What you need to do | Copy every line from the data below in which the string "condition" can be found.
── Provided records
PR #1905, opened 2026-08-15
Fix TypeError in metadata file selection for metadata.yml-only repos in remote mode

### LINKED ISSUE #1902: airtableops.py: _select_correct_metadata_file raises TypeError for metadata.yml-only repos in remote mode
## Summary

`MetadataFileUpdater._select_correct_metadata_file` in `.github/scripts/airtableops.py` raises a `TypeError` in remote mode for any model repository whose only metadata file is `metadata.yml`.

```python
def _select_correct_metadata_file(self):
    if self.repo_path is None:                                                   # remote mode
        if os.path.exists(os.path.join(self.tmp_folder, self.model_id, "metadata.json")):
            return os.path.join(self.tmp_folder, self.model_id, "metadata.json")
        elif os.path.exists(os.path.join(self.tmp_folder, self.model_id, "metadata.yaml")):
            return os.path.join(self.tmp_folder, self.model_id, "metadata.yaml")
        elif os.path.exists(os.path.join(self.repo_path, "metadata.yml")):       # repo_path is None here
            return os.path.join(self.repo_path, "metadata.yml")
```

Two problems in the `repo_path is None` branch:

1. The third condition uses `self.repo_path`, which is `None` in this branch, instead of `self.tmp_folder` / `self.model_id`. It raises `TypeError: expected str, bytes or os.PathLike object, not NoneType`.
2. The second condition looks for `metadata.yaml`, but model repositories use `metadata.yml`.

Together these mean the remote branch can never reach a `.yml` file: the `.json` check misses, the `.yaml` check misses, and the `.yml` check raises before it can match.

## Reproduction

```
python airtableops.py metadata-update --repo <model_id> --api-key <key>
```

for any model whose repository contains `metadata.yml` and no `metadata.json`.

## Impact

`metadata-update` is the Airtable to repository direction, so this blocks writing metadata back to those repositories. Of the 218 Ready models, **87 have `metadata.yml` as their only metadata file** and would hit this. Passing `--path` with a locally cloned repository takes the `else` branch, which is correct, so the bug only affects remote mode.

## Suggested fix

In the `repo_path is None` branch, resolve all three candidates against `os.path.join(self.tmp_folder, self.model_id, ...)` and include `metadata.yml` alongside `metadata.yaml`.

## Context

Found while assessing whether the Airtable to repository sweep could be used to apply metadata corrections from a hub-wide metadata audit.

SpyderMYK:
Fixes #1902

`MetadataFileUpdater._select_correct_metadata_file` resolved its third candidate against `self.repo_path` inside the `repo_path is None` branch, raising `TypeError` in remote mode for any model repo whose only metadata file is `metadata.yml`; the second candidate also checked `metadata.yaml` where model repos use `metadata.yml`. This collapses the two duplicated branches into one probe over `("metadata.json", "metadata.yaml", "metadata.yml")` against the correct base directory, preserving probe order and the existing not-found behavior.

Also fixed as a side effect: in remote mode with no metadata file at all, the function previously raised the same `TypeError` instead of reaching the "Metadata file not found" message.

Verified with a four-case matrix (remote/.yml-only, remote/json-preference, local/.yml, remote/none): the first and last cases fail on master with `TypeError` and pass with this change; the middle two pass before and after. Pre-existing black violations elsewhere in the file were left untouched to keep the diff scoped.

🤖 Generated with [Claude Code](https://claude.com/claude-code)

### DIFF
--- a/.github/scripts/airtableops.py
+++ b/.github/scripts/airtableops.py
@@ -220,23 +220,14 @@ class MetadataFileUpdater(FileUpdater):
 
     def _select_correct_metadata_file(self):
         if self.repo_path is None:
-            if os.path.exists(os.path.join(self.tmp_folder, self.model_id, "metadata.json")):
-                return os.path.join(self.tmp_folder, self.model_id, "metadata.json")
-            elif os.path.exists(os.path.join(self.tmp_folder, self.model_id, "metadata.yaml")):
-                return os.path.join(self.tmp_folder, self.model_id, "metadata.yaml")
-            elif os.path.exists(os.path.join(self.repo_path, "metadata.yml")):
-                return os.path.join(self.repo_path, "metadata.yml")
-            else:
-                print("Metadata file not found")
+            base_dir = os.path.join(self.tmp_folder, self.model_id)
         else:
-            if os.path.exists(os.path.join(self.repo_path, "metadata.json")):
-                return os.path.join(self.repo_path, "metadata.json")
-            elif os.path.exists(os.path.join(self.repo_path, "metadata.yaml")):
-                return os.path.join(self.repo_path, "metadata.yaml")
-            elif os.path.exists(os.path.join(self.repo_path, "metadata.yml")):
-                return os.path.join(self.repo_path, "metadata.yml")
-            else:
-                print("Metadata file not found")
+            base_dir = self.repo_path
+        for filename in ("metadata.json", "metadata.yaml", "metadata.yml"):
+            path = os.path.join(base_dir, filename)
+            if os.path.exists(path):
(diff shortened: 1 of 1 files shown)


SpyderMYK:
Hi @GemmaTuron — this PR fixes the `TypeError` you reported in #1902.

As a first-time contributor, my workflow runs need maintainer approval before they'll start, so only the GitGuardian check has run so far (passing). Whenever you get a chance, could someone approve the CI workflows so the test suite can run against the change? The diff is small — one method in `.github/scripts/airtableops.py`.

Thanks!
────
Task result |
1. The third condition uses `self.repo_path`, which is `None` in this branch, instead of `self.tmp_folder` / `self.model_id`. It raises `TypeError: expected str, bytes or os.PathLike object, not NoneType`.
2. The second condition looks for `metadata.yaml`, but model repositories use `metadata.yml`.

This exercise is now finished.